Set down exactly the first line of the entries and every line after it, through the line with "if eq $source".

[[ Records supplied open ]]

PR #417, opened 2020-04-07
Use /home/consul-k8s as working dir

lkysow:
consul-k8s runs as the consul-k8s user who doesn't have permissions to
write to / since that's owned by root. Instead we use our home directory
where we have permissions to write address.txt and service.hcl files.

### DIFF
--- a/templates/mesh-gateway-deployment.yaml
+++ b/templates/mesh-gateway-deployment.yaml
@@ -136,8 +136,8 @@ spec:
                 consul-k8s service-address \
                   -k8s-namespace={{ .Release.Namespace }} \
                   -name={{ template "consul.fullname" . }}-mesh-gateway \
-                  -output-file=address.txt
-                WAN_ADDR="$(cat address.txt)"
+                  -output-file=/tmp/address.txt
+                WAN_ADDR="$(cat /tmp/address.txt)"
                 {{- else if eq $source "Static" }}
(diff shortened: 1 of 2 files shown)


ishustava (approved):
That makes sense to me. Alternative solution would be to write `address.txt` it to a temp file. 

To confirm, we don't need this to write `service.hcl` since that file is already written to a volume that should have write permissions, correct?

adilyse (approved):
Are there other components that should also have this switched?

Also, do the files that are written to the `/home/consul-k8s` directory in the init container need to be referenced from the main container? (i.e. does the volume mount there need to change?)

lkysow:
> That makes sense to me. Alternative solution would be to write address.txt it to a temp file.

Yeah that's probably better. I'll change it to do that.

> To confirm, we don't need this to write service.hcl since that file is already written to a volume that should have write permissions, correct?

Correct, I'll update the commit and PR comments.

> Are there other components that should also have this switched?

No, there's nowhere else that we're writing to the working dir of the consul-k8s image.

> Also, do the files that are written to the /home/consul-k8s directory in the init container need to be referenced from the main container? (i.e. does the volume mount there need to change?)

The only file being written there is `address.txt` which then gets read into an environment variable which is used to template `service.hcl` which is output to the shared volume. So the location of `address.txt` doesn't actually matter.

[[ Records supplied closed ]]

### Result of this exercise
PR #417, opened 2020-04-07
Use /home/consul-k8s as working dir

lkysow:
consul-k8s runs as the consul-k8s user who doesn't have permissions to
write to / since that's owned by root. Instead we use our home directory
where we have permissions to write address.txt and service.hcl files.

### DIFF
--- a/templates/mesh-gateway-deployment.yaml
+++ b/templates/mesh-gateway-deployment.yaml
@@ -136,8 +136,8 @@ spec:
                 consul-k8s service-address \
                   -k8s-namespace={{ .Release.Namespace }} \
                   -name={{ template "consul.fullname" . }}-mesh-gateway \
-                  -output-file=address.txt
-                WAN_ADDR="$(cat address.txt)"
+                  -output-file=/tmp/address.txt
+                WAN_ADDR="$(cat /tmp/address.txt)"
                 {{- else if eq $source "Static" }}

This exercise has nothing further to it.